Panther male :: Story of Panther

Already proven and available for sale


----------



## Zanks (May 8, 2013)

Wicked....


----------



## disintegratus (May 8, 2013)

l hate you so much right now.


----------



## saximus (May 8, 2013)

Very cool. Wonder how many years before it's here.


----------



## orientalis (May 8, 2013)

Yeah, took the guy 8 years to prove it and go public, Well done to him, stunning looking specimens. I came across this a few months back and was stoked to see another project proven out, credit too him.
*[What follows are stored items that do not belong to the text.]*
PR #1119, opened 2017-03-25
add atom radius

autodataming:
add atom radius


peterjc:
I'm going to close this (and #1120) and leave the discussion on #1118 only

PR #1120, opened 2017-03-25
add atom default radius

autodataming:
add atom default radius


peterjc:
I'm going to close this (and #1119) and leave the discussion on #1118 only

In Australia there are several different keeper's with melanistic project's underway with a couple different sub species of Morelia to my knowledge, I'm not sure how advanced each of them are, but Personally I was in awe of "Panther" and cannot wait until the Darwin's are producing equivalent specimens.


----------



## longqi (May 8, 2013)

What has happened now is that he got greedy and alienated a lot of buyers
But definitely has these in stock
If I was him I would not sell any
I would wait until I had 50 or more
Then I would hit the market hard with hatchies

That would lock up the market for another 3 years

IMO honest opinion panther is a much stronger looking line than any aussie ones Ive seen photos of


----------



## Marzzy (May 8, 2013)

How much ? Anyone sent an email ?


----------



## longqi (May 8, 2013)

originally 3000 euros in january
but price then jumped
no idea about now


----------



## Cypher69 (May 8, 2013)

Then again, a Sharpies Black Marker pen is only $3.00.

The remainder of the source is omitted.